First, it is possible that the associations of rs662 with both phenotypes are genuine and independent of each other, in which case further laboratory investigation is required to elucidate the underlying mechanisms. Another possible explanation is that the rs622 variant primarily affects an intermediate or surrogate phenotype common to the pathophysiology of both coronary artery disease and ischemic stroke, such as dyslipidemia,34,46 increased carotid intima-media thickness,6,46 or inflammation.47 If this is true, the direct effect of rs622 on the hypothesized intermediate phenotype is expected to be quite larger than the observed associations on the downstream clinical phenotypes of ischemic stroke and coronary artery disease (both around 1.10 per copy of G allele).

Conversely, it may be that only one of the associations is true or that both are spurious. If only one of the two phenotypes was truly associated with rs622, then the other would also appear to be associated as well, because coronary artery disease and ischemic stroke tend to occur together, i.e., they are correlated. However, in that case, the OR of the phenotype that is not independently associated with the PON1 genotype would be expected to be closer to the null (even for strong between-phenotype correlations).

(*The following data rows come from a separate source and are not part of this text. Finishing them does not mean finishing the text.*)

PR #484, opened 2021-02-11
Use the FrontendOverride when querying the `hostTriple`.

artemcm:
And fix the `FrontendOverride::setUpForTargetInfo` to clear the overridden compiler.

This should get the compiler tests in `Driver/Dependencies` running again.

### DIFF
--- a/Sources/SwiftDriver/Driver/Driver.swift
+++ b/Sources/SwiftDriver/Driver/Driver.swift
@@ -530,8 +530,8 @@ public struct Driver {
 
     self.supportedFrontendFlags =
       try Self.computeSupportedCompilerFeatures(of: self.toolchain, hostTriple: self.hostTriple,
-                                                swiftCompilerPrefixArgs:
-                                                  swiftCompilerPrefixArgs,
+                                                parsedOptions: &self.parsedOptions,
+                                                diagnosticsEngine: diagnosticEngine,
                                                 fileSystem: fileSystem, executor: executor,
                                                 env: env)
 
@@ -2287,7 +2287,7 @@ extension Driver {
     }
   }
 
-  private struct FrontendOverride {
+  internal struct FrontendOverride {
     private let overridePath: AbsolutePath?
     let prefixArgs: [String]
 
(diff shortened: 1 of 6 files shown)


artemcm:
@swift-ci please test

Sources/SwiftDriver/Driver/Driver.swift
```diff
@@ -2291,23 +2298,23 @@ extension Driver {
...
       prefixArgs = frontendCommandLine.dropFirst().map {String($0)}
     }
 
     var appliesToFetchingTargetInfo: Bool {
-      path?.basename != "Python"
+      return overridePath?.basename != "Python"
     }
     func setUpForTargetInfo(_ toolchain: Toolchain) {
-      if appliesToFetchingTargetInfo {
-        setUpForCompilation(toolchain)
```
artemcm, line 2303: @davidungar , this threw me off a bit because in the case where the frontend gets overriden, this line never gets executed, and if it were, then it would just call `setUpForCompilation` and still override the path. Am I misunderstanding the intent behind it?

davidungar: It's tricky. There's one setup needed for the triple, and other for actual compilation. For fetching the target info, we need to forget the overrides if they are pointing to Python. For the "compilation" we need to obey them no matter what.

cltnschlosser:
Do we need something like this for: https://github.com/apple/swift-driver/pull/482 or does it hit libSwiftScan and not fallback on the frontend?

Sources/SwiftDriver/Driver/Driver.swift
artemcm: Yes, I understand that part, I was just confused because in the existing code (before this PR), the `setUpForTargetInfo` would not actually cause the override to be forgotten. We  got away with it before because we used the toolchain first, before applying the override, to query the target info, and then we set it to "compilation" mode.

I think this change makes it work, though.

davidungar (approved):

artemcm:
> Do we need something like this for: #482 or does it hit libSwiftScan and not fallback on the frontend?

Oh, great catch! We absolutely do. 
I was testing with a non up-to-date branch. I'll make this change. Thank you, @cltnschlosser.

artemcm:
@swift-ci please test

The association of rs662 and ischemic stroke seems to be consistent with the “winner's curse” phenomenon, where the first publication on a gene-disease association reports a spurious or exaggerated effect size that is not replicated by subsequent research.16 “Winner's curse” may be the result of various selection biases, such as time-lag bias, shortcomings in the design, and conduct of individual studies, or chance. Briefly, time lag bias exists when the order of study publication depends on study results, e.g., with statistically significant studies being published first, and nonsignificant studies published subsequently. In its extreme form, nonsignificant studies remain unpublished (publication bias). Publication bias likely exists in genetic and genomic topics but cannot be measured directly. This is because most of the so-called “publication bias diagnostics” simply test for systematic differences between more and less precise studies, for which publication bias is only one of many possible explanations.13,15

Further, although there are no validated quality characteristics to distinguish association studies with higher versus lower risk of bias, one can use criteria with substantial face validity. In our topic, only one study explicitly mentioned blinding of investigators to the case/control status of participants, no studies reported using genotyping quality control procedures, and in several studies, the genotypic frequencies in the control groups deviated from those expected under HWE. Finally, as shown in Figure 4, the probability that the association is due to chance (“falsely” positive) is relatively high for a wide range of assumptions. It remains to be defined whether functional evidence on rs622 and pathophysiological evidence implicating PON1 in ischemic stroke are supportive of strong biological plausibility. In such case, further studies would be required to disentangle the mechanistic effects of this genetic variant and confirm the findings of our meta-analysis.

In conclusion, we found evidence of a weak association between rs662 and ischemic stroke risk, similar in magnitude to the corresponding association of the variant with coronary disease. Genetic variation in the paraoxonase gene cluster merits further investigation, preferably using haplotyping approaches to comprehensively assess its relationship with atherosclerotic disease risk and elucidate the molecular basis of the observed genetic effects.